Doerr did not involve the type of claims for which the exclusion was designed; it was a personal injury case, not an environmental pollution case as alleged here. Thus, guided by the principles set forth in Doerr, we find that when long term pollution damages are alleged . . . pollution exclusions are applicable to exclude coverage. As stated in Doerr, this is the very purpose of a pollution exclusion.

This case, unlike Doerr and Ducote, does not involve claims for personal injury. Instead, the claims for which Central Crude seeks coverage involve only long-term pollution damages related to an oil spill. As in Lodwick, excluding coverage in a case like this one is the very purpose of total pollution exclusion clauses.

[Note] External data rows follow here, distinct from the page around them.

PR #6128, opened 2025-05-23
Increase RMF update frequency while removing parallel execution

cmonfortep:
Task/Issue URL: https://app.asana.com/1/137249556945/project/1149059203486286/task/1210364424198509?focus=true

### Steps to test this PR

_Feature 1_
- [ ]
- [ ]

### UI changes
| Before  | After |
| ------ | ----- |


cmonfortep:
* **#6128** <a href="https://app.graphite.dev/github/pr/duckduckgo/Android/6128?utm_source=stack-comment-icon" target="_blank">Graphite</a> 👈 <a href="https://app.graphite.dev/github/pr/duckduckgo/Android/6128?utm_source=stack-comment-view-in-graphite" target="_blank">(View in Graphite)</a>
* `develop`


<h2></h2>

remote-messaging/remote-messaging-impl/src/main/java/com/duckduckgo/remote/messaging/impl/RemoteMessagingConfigDownloadScheduler.kt
```diff
@@ -61,44 +66,33 @@ class RemoteMessagingConfigDownloadWorker(
...
             .addTag(REMOTE_MESSAGING_DOWNLOADER_WORKER_TAG)
             .setBackoffCriteria(BackoffPolicy.LINEAR, 10, TimeUnit.MINUTES)
             .build()
-        workManager.enqueueUniquePeriodicWork(REMOTE_MESSAGING_DOWNLOADER_WORKER_TAG, ExistingPeriodicWorkPolicy.REPLACE, workerRequest)
-    }
-
-    companion object {
-        private const val REMOTE_MESSAGING_DOWNLOADER_WORKER_TAG = "REMOTE_MESSAGING_DOWNLOADER_WORKER_TAG"
+        workManager.enqueueUniquePeriodicWork(REMOTE_MESSAGING_DOWNLOADER_WORKER_TAG, workPolicy, workerRequest)
     }
```
LukasPaczos, line 97: We expect the best time to check for RMF config changes is on app startup, as we've always done. With the new logic, we check for RMF config changes on app startup via scheduling a new worker when privacy config updates, since we assume privacy config also updates at launch. If that logic changes or breaks, RMF could be delayed by up to an hour.

To improve this, we could keep an independent RMF update on startup but add a short delay (like 10 seconds). This slightly decouples it from privacy config updates, ensuring it still runs shortly after launch even if the privacy update fails. In normal cases, where privacy config is updated at startup, it would cancel the delayed RMF update and avoid redundant work.

Something like this:
```kotlin
    private fun scheduleDownload() {
        val refreshInterval = if (remoteMessagingFeatureToggles.scheduleEveryHour().isEnabled()) 1L else 4L
        Timber.v("RMF: Scheduling remote config worker with fresh interval of $refreshInterval hours")
        val workerRequest = PeriodicWorkRequestBuilder<RemoteMessagingConfigDownloadWorker>(refreshInterval, TimeUnit.HOURS)
            .addTag(REMOTE_MESSAGING_DOWNLOADER_WORKER_TAG)
            .setBackoffCriteria(BackoffPolicy.LINEAR, 10, TimeUnit.MINUTES)
            .setInitialDelay(10, TimeUnit.SECONDS)
            .build()
        workManager.enqueueUniquePeriodicWork(REMOTE_MESSAGING_DOWNLOADER_WORKER_TAG, ExistingPeriodicWorkPolicy.CANCEL_AND_REENQUEUE, workerRequest)
    }
```

remote-messaging/remote-messaging-impl/src/main/java/com/duckduckgo/remote/messaging/impl/RemoteMessagingPrivacyConfigObserver.kt
```diff
@@ -0,0 +1,78 @@
...
+        appCoroutineScope.launch(context = dispatcherProvider.io()) {
+            val invalidateConfig = remoteMessagingFeatureToggles.invalidateRMFAfterPrivacyConfigDownloaded().isEnabled()
+            val alwaysProcess = remoteMessagingFeatureToggles.alwaysProcessRemoteConfig().isEnabled()
+            // we only need to invalidate, so we process config next run, if alwaysProcess is not enabled
+            val shouldInvalidate = invalidateConfig && alwaysProcess.not()
+
+            if (shouldInvalidate) {
+                Timber.d("RMF: onPrivacyConfigDownloaded, invalidate so next run we process the config")
+                remoteMessagingConfigRepository.invalidate()
+            }
```
LukasPaczos, line 57:
```suggestion

```

Is there any reason to keep `invalidateRMFAfterPrivacyConfigDownloaded` and its logic? `canScheduleOnPrivacyConfigUpdates` functionally achieves the same result (through a slightly different path), so I think we can remove it.

LukasPaczos (approved):
Generally LGTM and works as expected. We can merge as-is so I'm going to accept but I have two small suggestion/discussion points below that we could iterate on, let me know what you think.

remote-messaging/remote-messaging-impl/src/main/java/com/duckduckgo/remote/messaging/impl/RemoteMessagingPrivacyConfigObserver.kt
cmonfortep: Yes, but depends on the FF states. This is just to preserve optionality in case we need to react to anything during visual updates experiment. Imagine we disable `alwaysProcessRemoteConfig` and `canScheduleOnPrivacyConfigUpdates`, then we need this invalidate in place to at least know in 1h we will process then config again.

LukasPaczos (approved):
:shipit:

PR #6138, opened 2025-05-26
Consider rollouts before assigning cohorts

aitorvs:
Task/Issue URL: https://app.asana.com/1/137249556945/project/1198194956794324/task/1210380290910042?focus=true

### Description
Before assigning any experiment cohort we need to make sure that the feature flag has entered rollout and targets do match, else cohort is not assigned.

### Steps to test this PR
Code review and check end to end tests added.

Alternatively or in addition, do the e2e tests using remote config (json blob etc)


malmstein (approved):
Thanks for fixing this @aitorvs . I’ve tested the different cases and also manually, works as expected.

PR #6158, opened 2025-05-29
remove Privacy Pro special URL test from release tests

LukasPaczos:
Task/Issue URL: https://app.asana.com/1/137249556945/project/414730916066338/task/1210408722140193?focus=true

### Description
Remove the Privacy Pro special URL from release tests as we can't assert correctness of this behavior on Maestro Cloud emulators.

In sum, the absolute pollution exclusion in Liberty Mutual's policy unambiguously excludes coverage for Central Crude's costs related to "clean up" or "remov[al]" of the crude oil, as well as for any '"property damage' which would not have occurred in whole or part but for the . . . release or escape" of the crude oil. We therefore determine that Liberty Mutual has established the applicability of the total pollution exclusion endorsement, and thus does not owe Central Crude a duty to defend in the CGT Lawsuit, or indemnification of past or future remediation costs. III. CONCLUSION

For the foregoing reasons, the judgment of the district court is AFFIRMED.